# Properties of an Average

1. Apr 25, 2004

### Ebolamonk3y

What are the properties of an average (mean) of something? Like... is it communative, associative with other averages? I duffed up this one on a test.

2. Apr 26, 2004

### matt grime

Things like, for rvs, E(aX+bY)=aE(X)+bE(Y) for a and b constants, and if they are independent E(XY)=E(X)E(Y)

3. Apr 26, 2004

### Ebolamonk3y

Here is the original question...

Of the following five statements, I to V, about the binary operation of averaging (arithmetic mean), those which are always true are...

I. Averaging is associative
II. Averaging is commutative
V. Averaging has an identity

multiple choice...

A) II Only B) I + II only C) II and III Only D) II and IV only E) II and V only

which one grime?

4. Apr 26, 2004

### rgoudie

I'll jump in here with my first posting.

I The arithmetic mean is not associative:
Let m be the function that yields the arithmetic mean of its two parameters.
m(m(a, b), c) = m((a+b)/2, c) = (a+b)/4 + c/2
m(a, m(b, c)) = m(a, (b+c)/2) = a/2 + (b+c)/4.

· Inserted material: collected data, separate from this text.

PR #2143, opened 2026-08-19
fix(route-mpls,encap): pass unmatched packets through and emit valid mpls-over-udp checksums

### LINKED ISSUE #2059: test(route-mpls): wire module into dataplane_ut so in-process tests can execute it

### LINKED ISSUE #2061: fix(route-mpls): invalid filter verdict drops the popped packet without output or drop

3Hren:
- Link route-mpls into the dataplane_ut cgo group so the module is reachable from in-process Go tests, and rename its static library to the sibling `_dp` convention.
- Add `modules/route-mpls/tests/functional`: the inner/outer family combinations are compared byte for byte against a gopacket-serialized reference (lengths and checksums included, even and odd inner lengths), plus pass-through and no-tunnel nexthops, weighted ECMP by hash, rule ordering, a mixed IPv4/IPv6/non-IP burst and the empty poll round.
- The empty-round test can only fail under a sanitizer build; CI runs it that way through `make test-asan-only`, so keep it even though it looks vacuous in a plain build.
- Stop losing IP packets that match no rule: the handler popped them from the input without output or drop, which leaked the mbuf; they now pass through like every other packet the module has nothing to do with.
- Beyond the two issues below, fix the MPLS-over-UDP encapsulation checksums the new byte-exact tests exposed: the outer IPv4 header checksum was the uncomplemented sum, and the UDP pseudo-header used the IP total length and misplaced the protocol byte in both families. Route-mpls is the only caller and the dataplane uses no TX checksum offload, so these were the wire values.
- The UDP encapsulation still sizes and sums the head mbuf segment only, as its existing FIXME notes; that multi-segment limitation is out of scope here.
- Closes #2059.
- Closes #2061.

### DIFF
--- a/bindings/go/dataplane_ut/dataplane_ut.go
+++ b/bindings/go/dataplane_ut/dataplane_ut.go
@@ -14,6 +14,7 @@ package dataplaneut
 #cgo LDFLAGS: -L../../../build/modules/forward/dataplane
 #cgo LDFLAGS: -L../../../build/modules/mirror/dataplane
 #cgo LDFLAGS: -L../../../build/modules/route/dataplane
+#cgo LDFLAGS: -L../../../build/modules/route-mpls/dataplane
 #cgo LDFLAGS: -L../../../build/modules/nat64/dataplane
 #cgo LDFLAGS: -L../../../build/modules/pdump/dataplane
 #cgo LDFLAGS: -L../../../build/devices/plain/dataplane
@@ -37,7 +38,7 @@ package dataplaneut
 // references between them (fwstate->acl, worker->pipeline, etc.).
 // fwstate depends on acl — acl must come first inside the group.
 #cgo LDFLAGS: -Wl,--start-group
-#cgo LDFLAGS: -lblackhole_dp -ldecap_dp -ldscp_dp -lacl_dp -lfwstate_dp -lforward_dp -lmirror_dp -lroute_dp -lnat64_dp -lpdump_dp
+#cgo LDFLAGS: -lblackhole_dp -ldecap_dp -ldscp_dp -lacl_dp -lfwstate_dp -lforward_dp -lmirror_dp -lroute_dp -lroute_mpls_dp -lnat64_dp -lpdump_dp
 #cgo LDFLAGS: -lplain_dp -lvlan_dp
 #cgo LDFLAGS: -ldataplane_ut -lpipeline -lmodule -lworker_dp -lconfig_dp -lpacket
 #cgo LDFLAGS: -llogging -lagent -lconfig_cp -lcounters -lerrors -lfilter_compiler -lfwstate -llib_utils
@@ -119,6 +120,7 @@ keep_refs(void **ptrs) {
 	extern struct module *new_module_forward(void);
 	extern struct module *new_module_mirror(void);
 	extern struct module *new_module_route(void);
+	extern struct module *new_module_route_mpls(void);
 	extern struct module *new_module_nat64(void);
 	extern struct module *new_module_pdump(void);
 
@@ -134,6 +136,7 @@ keep_refs(void **ptrs) {
 		new_module_forward,
 		new_module_mirror,
 		new_module_route,
+		new_module_route_mpls,
 		new_module_nat64,
 		new_module_pdump,
 
--- a/lib/dataplane/packet/encap.c
+++ b/lib/dataplane/packet/encap.c
@@ -241,6 +241,24 @@ packet_mpls_encap(
 	return 0;
 }
 
+// One's complement sum of the UDP pseudo-header for 4-byte (IPv4) or
+// 16-byte (IPv6) addresses and the network-order UDP length.
+//
+// The pseudo-header is the two addresses, the protocol number zero-padded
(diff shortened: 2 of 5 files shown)


3Hren:
@codex review

GeorgyKirichenko (approved):

PR #2144, opened 2026-08-19
refactor(fwstate)!: drop optional from sync_suppress_timeout

GeorgyKirichenko:
- Make `sync_suppress_timeout` a plain proto3 scalar consistent with every other `SyncConfig` timeout field; the merge in `ToCWithDefaults` now treats an omitted or zero value as keep the current window.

II The arithmetic mean is commutative since addition is commutative:
m(a, b) = (a+b)/2 = (b+a)/2 = m(b, a).

III The arithmetic mean does not distribute over addition:
m(a, b+c) = (a+b+c)/2.
m(a, b) + m(a, c) = (a+b)/2 + (a+c)/2 = (2a+b+c)/2.

IV Addition does not distribute over averaging:
a + m(b, c) = a + (b+c)/2.
m(a+b, a+c) = (a+b+a+c)/2 = (2a+b+c)/2.

V The arithmetic mean does not have an identity:
m(a, i) = a
(a+i)/2 = a
a+i = 2a
i = a

-Ray.

Last edited: Apr 27, 2004
5. Apr 26, 2004

### Ebolamonk3y

Woah... neato! Stuff I have no clue about...

6. Apr 27, 2004

### matt grime

"binary operation of averaging (arithmetic mean),"

who the hell wrote that? the arithmetic mean is not a binary operation. They could at least have included the words "of two numbers" explicitly so it made sense.